HERE'S A STATE OF THE DISUNION for MLB owners and pandering lackey Rob Manfred: In a market the size of Chicago, for a suburbanite attending a Cubs or Sox game involves a typical time investment of somewhere around six or seven hours.

To see roughly 20 minutes of "action."

And, they expect you to pay for it.

The new-mill game is excessively tedious. Its most faithful remaining demo is males who polled toward either Richard M. Nixon or Wavy Gravy.

And, since the onslaught of free agency, as Jerry Seinfeld said of the game, "You're actually rooting for the clothes, when you get right down to it."

STREET-BEATIN': In the last month, NBC Sports has given America: The lowest-rated Olympics in TV history, a bland production of Super Bowl 56 and far too much of gassy placeholder "Vanilla Mike" Tirico. This weekend, The Peacock kept the cold dice going with startup coverage of The Road to the Triple Crown - a "Biography" of Joy Behar would draw more mainstream interest. ...

Sneakiest-hot men's basketball team in the region right now is Tony Stubblefield's DePaul. If the surprisingly resilient Blue Demons can win their Big East tourney opener at Madison Square Garden Wednesday, athletic director DeWayne Peevy will push for an NIT bid. ...

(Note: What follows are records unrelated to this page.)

PR #2253, opened 2021-02-22
Update Makefile.cross-compiles

chinaboard:
support apple M1

### DIFF
--- a/Makefile.cross-compiles
+++ b/Makefile.cross-compiles
@@ -7,6 +7,8 @@ all: build
 build: app
 
 app:
+	env CGO_ENABLED=0 GOOS=darwin GOARCH=arm64 go build -trimpath -ldflags "$(LDFLAGS)" -o ./release/frpc_darwin_arm64 ./cmd/frpc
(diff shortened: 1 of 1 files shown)


Makefile.cross-compiles
```diff
@@ -7,6 +7,8 @@ all: build
 build: app
 
 app:
+	env CGO_ENABLED=0 GOOS=darwin GOARCH=arm64 go build -trimpath -ldflags "$(LDFLAGS)" -o ./release/frpc_darwin_arm64 ./cmd/frpc
```
fatedier, line 10: Should add if-else case only for go version >= v1.16

chinaboard: fixed

fatedier: `sed` options is not compitable with macos.

Maybe you can reset to last version and i will improve it later.

chinaboard: ``go  version | awk '{print $3}' | sed -r 's|^go([0-9.]+).*$|\1|' | awk -F. '{print $2}'``
tesed on macos 11.2(intel) and 11.2.1(m1)

PR #2279, opened 2021-03-06
Support reverseproxy to dashboard with additional parts in path

YK-Samgo:
/api/ -> ../api/
    To support reverseproxy to dashboard with additional parts in path.

The dashboard may fail to open with url like this:
    https://www.abc.com/frps/static/#/
Because **vendor.js** call **/api/serverinfo** as absolute path. In the example, https://www.abc.com/api/serverinfo
Replace **/api/** in **vendor.js** with **../api/** so that it call the api with a workable path. In the example above, it actually calls https://www.abc.com/frps/api/serverinfo, which can be correctly reverse proxyed.


fatedier:
Codes in `assets` directory is auto generated. You should modify codes in `web/frps`.

YK-Samgo:
OK. I will close this PR and perform another.

PR #2255, opened 2021-02-23
Let's get rid of ugly statik

fakeboboliu:
## Intro
go1.16 introduced the embed package, it's the more graceful solution for embedding file into binary.
https://golang.org/pkg/embed/

## Pros
 - The code itself is more graceful
 - It makes the binary smaller slightly

image
(Even with upx packed)

## Oh that's sweet, what's the cost?
Use go1.16, well i'm changed ci configurations already

PR #2289, opened 2021-03-10
Support reverseproxy to dashboard with additional parts in path.

YK-Samgo:
/api/ -> ../api/   in vendor.js
    Support reverseproxy to dashboard with addtional parts in path.

The dashboard may fail to open with url like this:
https://www.abc.com/frps/static/#/
Because vendor.js call /api/serverinfo as absolute path. In the example, https://www.abc.com/api/serverinfo
Replace /api/ in vendor.js with ../api/ so that it call the api with a workable path. In the example above, it actually calls https://www.abc.com/frps/api/serverinfo, which can be correctly reverse proxyed.


YK-Samgo:
By the way, statik is really stupid. It's obvious that data is zipped and then stored as string! Thus a single byte b'\x03' costs 4 bytes on disk. So **statik.go** is almost 3 times of the size of the zipped data.
image
image

fakeboboliu:
> By the way, statik is far from elegant. It's obvious that **data** is zipped and then stored as string! Thus a single byte **b'\x03'** costs 4 bytes on disk. So **statik.go** is almost 3 times of the size of the zipped data.

I replaced statik with embed in https://github.com/fatedier/frp/pull/2255, but it seems we should bear statik for a long time.

fatedier (approved):

PR #2304, opened 2021-03-16
config: inline is NOT SUPPORTED in encoding/json

fakeboboliu:
and why use it as the field name?


fatedier:
@fakeboboliu I have force-pushed dev branch before. Can you rebase current dev branch first and then force-push it?

fakeboboliu:
@fatedier done

fatedier (approved):

PR #2447, opened 2021-06-11
frps: allow to use custom status code for not found page/vhost

danielkucera:


danielkucera:
Hmm there is still something wrong:
```
$ curl localhost:8082 -v
*   Trying 127.0.0.1:8082...
* TCP_NODELAY set
* Connected to localhost (127.0.0.1) port 8082 (#0)
> GET / HTTP/1.1
> Host: localhost:8082
> User-Agent: curl/7.68.0
> Accept: */*
> 
* Mark bundle as not supporting multiuse
< HTTP/1.1 200 OK
< Date: Fri, 11 Jun 2021 10:23:49 GMT
< Content-Length: 83
< Content-Type: text/plain; charset=utf-8
< 
HTTP/1.0 200 OK
Content-Type: text/html
Server: frp/0.37.0
Content-Length: 0

* Connection #0 to host localhost left intact
```

fatedier:
404 is the meaning of `Not Found` for HTTP protocol, i don't want to let user specifiy this code.

danielkucera:
Why?

michaljemala:
Certain use-cases could find the ability to provide a custom status code quite useful. For instance, if frp server is used to route webooks, we can set it up to respond with 200 even though no client is connected. This would be a very handy feature to be used in dev phase.

fatedier:
> Certain use-cases could find the ability to provide a custom status code quite useful. For instance, if frp server is used to route webooks, we can set it up to respond with 200 even though no client is connected. This would be a very handy feature to be used in dev phase.

I don't want to provide a direct way to allow users change 404 NOT Found code to 200 OK. It's really strange and maybe confuse users.

How about support this feature by [Server Plugin](https://github.com/fatedier/frp/blob/dev/doc/server_plugin.md). It allows you write your own logic to control frps without mofidy core code.

We can add a new webhook like `HTTPNotFound`. It provides request's host and path, you can decide which code and body to response. Maybe somebody needs to return different codes for different domains.

Now server plugin only supports HTTP/HTTPS protocol, but we will support other plugin system future such as `lua` or `webassembly`.

PR #2475, opened 2021-07-09
fix: client services pull in network-online.target

jian-lin:
Client services should pull in network-online.target instead of
network.target according to the
[doc](https://www.freedesktop.org/wiki/Software/systemd/NetworkTarget/).


jian-lin:
bump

No question Joe Buck is indeed considering taking his Rotary luncheon emceeing to ESPN/ABC. That would mean Kevin Burkhardt has a shot of movin' on up to Fox's lead NFL play-by-player and Joe Davis emerges as the network's No. 1 MLB guy. ...

Wilt Chamberlain scored 100 points for the Philadelphia Warriors vs. New York in Hershey, Penn., 60 years ago this week. Amazingly, the Knicks had no full-season NYC radio package that year. And "The Big Dipper" supposedly told Angie Dickinson, Eartha Kitt and Lady Bird Johnson he wanted to be alone on the car ride back to Philly. ...

And Stephen Colbert, on news an unused ticket from Michael Jordan's regular-season debut with the Bulls fetched $468,000 at auction: "Although $400,000 of that was for Ticketmaster fees."